PR #6394, opened 2023-12-17
fix: don't create all 0-byte files in `MakemetaTest::makeRandomFiles()`

tearfur:
See https://github.com/transmission/transmission/pull/5961#issuecomment-1859040164 for the test failure that this PR is supposed to fix.

Regression from ed4fad9b1868bbdddfe58d4aaf55032ba3eac70a.

### DIFF
--- a/tests/libtransmission/makemeta-test.cc
+++ b/tests/libtransmission/makemeta-test.cc
@@ -44,11 +44,21 @@ protected:
     {
         auto files = std::vector<std::pair<std::string, std::vector<std::byte>>>{};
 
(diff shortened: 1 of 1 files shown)


Coeur:
We could alternatively consider the full fix for zero-bytes files: #6194

tearfur:
I'm afraid #6194 isn't an option, at least not in its current state. I'll explain more over there.

Coeur (approved):
I see that most tests are 1 file of size [0-1023]. Meaning that previously, that failure had roughly 12 chances to occur with a 1/1024 chance.

So yes, let's fix the test for now.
● ● ● ● ●
- _Work to complete_
Every piece of the data is to be set down again exactly.

- _Final answer_
PR #6394, opened 2023-12-17
fix: don't create all 0-byte files in `MakemetaTest::makeRandomFiles()`

tearfur:
See https://github.com/transmission/transmission/pull/5961#issuecomment-1859040164 for the test failure that this PR is supposed to fix.

Regression from ed4fad9b1868bbdddfe58d4aaf55032ba3eac70a.

### DIFF
--- a/tests/libtransmission/makemeta-test.cc
+++ b/tests/libtransmission/makemeta-test.cc
@@ -44,11 +44,21 @@ protected:
     {
         auto files = std::vector<std::pair<std::string, std::vector<std::byte>>>{};
 
(diff shortened: 1 of 1 files shown)


Coeur:
We could alternatively consider the full fix for zero-bytes files: #6194

tearfur:
I'm afraid #6194 isn't an option, at least not in its current state. I'll explain more over there.

Coeur (approved):
I see that most tests are 1 file of size [0-1023]. Meaning that previously, that failure had roughly 12 chances to occur with a 1/1024 chance.

So yes, let's fix the test for now.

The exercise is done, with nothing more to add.